MATERIAL TO PROCESS —
PR #8853, opened 2024-04-02
fix(ingress): use web as backend when kong is disabled

sjoukedv:
Replaces https://github.com/kubernetes/dashboard/pull/8770

### DIFF
--- a/charts/kubernetes-dashboard/templates/networking/ingress.yaml
+++ b/charts/kubernetes-dashboard/templates/networking/ingress.yaml
@@ -69,10 +69,19 @@ spec:
         {{- end }}
             pathType: {{ $.Values.app.ingress.pathType }}
             backend:
+              {{- if $.Values.kong.enabled }}
               service:
                 name: {{ template "kong.fullname" (index $.Subcharts "kong") }}-proxy
                 port:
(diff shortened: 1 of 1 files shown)


floreks:
Have you tested it? I am not sure if it would actually work.

floreks:
Kong is used as an API gateway. Simply forwarding all the traffic to the web container won't work since it won't have access to the API and Auth containers. Kong is there for a reason. It ensures that the web and API are all hosted under a single path and when the web tries to access `api/v1` endpoint relative to its location, it will be able to.

Kong can be disabled only if you know what you are doing and can replace our API gateway with something else. Ingress should be used in front of kong, not instead of it.

sjoukedv:
> Kong is used as an API gateway. Simply forwarding all the traffic to the web container won't work since it won't have access to the API and Auth containers. Kong is there for a reason. It ensures that the web and API are all hosted under a single path and when the web tries to access `api/v1` endpoint relative to its location, it will be able to.
> 
> Kong can be disabled only if you know what you are doing and can replace our API gateway with something else. Ingress should be used in front of kong, not instead of it.

Okay, thank you for reviewing. The dashboard stopped working for us behind Treafik, that's why I wanted to get rid of kong. I'll close this MR.

PR #8869, opened 2024-04-03
feat(chart): add automountServiceAccountToken to deployment specs in Helm chart

jnoordsij:
This MR adds the option to set the value of `automountServiceAccountToken` for deployments.

Moreover, it uses `false` as default value for the `auth` deployment, given that it has no service account and not automounting the token of the `default` account is considered best practice by some people, including me.


floreks (approved):

floreks:
/override "CI / Helm / Lint and test"

PR #8870, opened 2024-04-03
feat(chart): allow setting priorityClassName on deployments

jnoordsij:
This MR adds the option to set the value of `priorityClassName` for deployments.


floreks (approved):
/lgtm

PR #8971, opened 2024-04-26
feat(chart): Disable Kong Manager by default

jnoordsij:
With the current defaults, a type `NodePort` service with name `kubernetes-dashboard-kong-manager` is created. Given that Kong Manager is a GUI for managing Kong resources that is as far as I'm aware not in any way required for functionality of this chart, I think disabling it is a more reasonable default.


floreks (approved):
/lgtm

PR #6, opened 2024-02-27
Fix position of @main annotation

rudro:
- Also update package versions otherwise things don't compile out of the box (you need the version where `callAsFunction` is marked `open`)

### DIFF
--- a/mlx-swift-examples.xcodeproj/project.xcworkspace/xcshareddata/swiftpm/Package.resolved
+++ b/mlx-swift-examples.xcodeproj/project.xcworkspace/xcshareddata/swiftpm/Package.resolved
@@ -15,7 +15,7 @@
       "location" : "https://github.com/ml-explore/mlx-swift",
       "state" : {
         "branch" : "main",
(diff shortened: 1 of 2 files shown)


mlx-swift-examples.xcodeproj/project.xcworkspace/xcshareddata/swiftpm/Package.resolved
```diff
@@ -15,7 +15,7 @@
       "location" : "https://github.com/ml-explore/mlx-swift",
       "state" : {
         "branch" : "main",
-        "revision" : "cadf5f8187ac0894e66cd288217e2eda9f2c933d"
+        "revision" : "fbe215ae29ec286bdc66f4b3423e3eea1b3ef2fc"
```
davidkoski, line 18: Aha! I wonder if this file should be checked in?  I am not sure what the best practice is here, but I agree this is needed!

davidkoski (approved):
Looks good, thank you!

PR #12, opened 2024-03-04
LeNet on MNIST + readme update

awni:


Libraries/MNIST/MNIST.swift
```diff
@@ -6,36 +6,43 @@ import MLXNN
...
+        fc3 = Linear(84, 10)
     }
 
     public func callAsFunction(_ x: MLXArray) -> MLXArray {
         var x = x
-        for l in layers.dropLast() {
-            x = relu(l(x))
-        }
-        return layers.last!(x)
+        x = pool1(relu(conv1(x)))
```
andresy, line 31: Note that at the time, tanh() was used

andresy (approved):

Applications/MNISTTrainer/ContentView.swift
```diff
@@ -13,7 +13,7 @@ struct ContentView: View {
     @State var trainer = Trainer()
 
     // toggle for cpu/gpu training
-    @State var cpu = true
+    @State var cpu = false
```
davidkoski, line 16: Discussing out-of-band just removing the toggle as it is no longer interesting.

davidkoski (approved):

PR #13, opened 2024-03-04
use memory limit API

davidkoski:


Applications/LLMEval/ContentView.swift
```diff
@@ -73,13 +73,18 @@ class LLMEvaluator {
     func load() async throws -> (LLMModel, LLM.Tokenizer) {
         switch loadState {
         case .idle:
+            // limit the buffer cache
+            MLX.GPU.cacheLimit = 1024 * 200
```
awni, line 77: Where did that number come from? It is pretty small, no?

awni: Also is that the function call itself? I'm curious, why did you do it this way vs a function?

awni:
Can you set the overall memory limit to something slightly less than the allowed limit the app? That might prevent it from crashing in some cases when the GPU runs ahead.

Applications/LLMEval/ContentView.swift
davidkoski: yeah, I just made up a number.  you are right, that is probably smaller than it should be.  maybe 20 megabytes?

davidkoski: it could be done as a function, but since you can read the value a property is more typical.

https://github.com/ml-explore/mlx-swift/pull/38/files#diff-24bacc036f57c2e9a6befcaf54dd36452eb6b5628180c2070ef9e286107744eaR52

awni: I think for the KV cache a couple hundred MB is not unreasonable. The KV cache can get pretty big. This is how I was computing the size in Python. 

- Do a forward to get the size of the kv cache per token (without an eval)
- Add a tiny buffer for the model query state

```
        _, cache = model(mx.array([[0]]))
        cache_size = max_tokens * sum(c.nbytes for _, c in tree_flatten(cache))
        cache_size += 10 * 2**20  # buffer
        mx.metal.set_cache_limit(cache_size)
```

On the other hand a simpler alternative for you may be to simply set the max memory limit to the limit allowed by the app and forget about controlling the cache. The max memory limit will let the cache grow until overall usage hits the limit.

davidkoski:
> Can you set the overall memory limit to something slightly less than the allowed limit the app? That might prevent it from crashing in some cases when the GPU runs ahead.

No, not really.  The process can't see its own jetsam limit.  I think it is easier to control the buffer cache -- that is the variable part of this.  The weights are fixed.

awni (approved):
LGTM 🚀

Applications/LLMEval/ContentView.swift
maiqingqiang: > yeah, I just made up a number. you are right, that is probably smaller than it should be. maybe 20 megabytes?

How is this 20MB calculated? Is it based on the MacBook's RAM?

awni: This number is more intended for iOS where memory is very limited. On the laptop you can use a much bigger number. If you generate text multiple times in the same program I would compute it based on the maximum number of tokens allowed per generation and the size of the KV cache. Probably that works out to a couple hundred megabytes.

You can always make it smaller though, the model will run slightly slower.

maiqingqiang: > This number is more intended for iOS where memory is very limited. On the laptop you can use a much bigger number. If you generate text multiple times in the same program I would compute it based on the maximum number of tokens allowed per generation and the size of the KV cache. Probably that works out to a couple hundred megabytes.
> 
> You can always make it smaller though, the model will run slightly slower.

If my laptop has 8GB of RAM, can it run a model as large as 14B or even larger with this setting?

awni: A quantized 14B model uses ~7 GB. That will probably run but very slow as it will likely swap, given you need some space for all the other apps and OS. The largest I've tried on an 8GB machine is a quantize 7B model which runs pretty well.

TASK ITEM —
Every line above with the word "front" belongs in the answer, copied as written.

YOUR SOLUTION —
Kong can be disabled only if you know what you are doing and can replace our API gateway with something else. Ingress should be used in front of kong, not instead of it.
> Kong can be disabled only if you know what you are doing and can replace our API gateway with something else. Ingress should be used in front of kong, not instead of it.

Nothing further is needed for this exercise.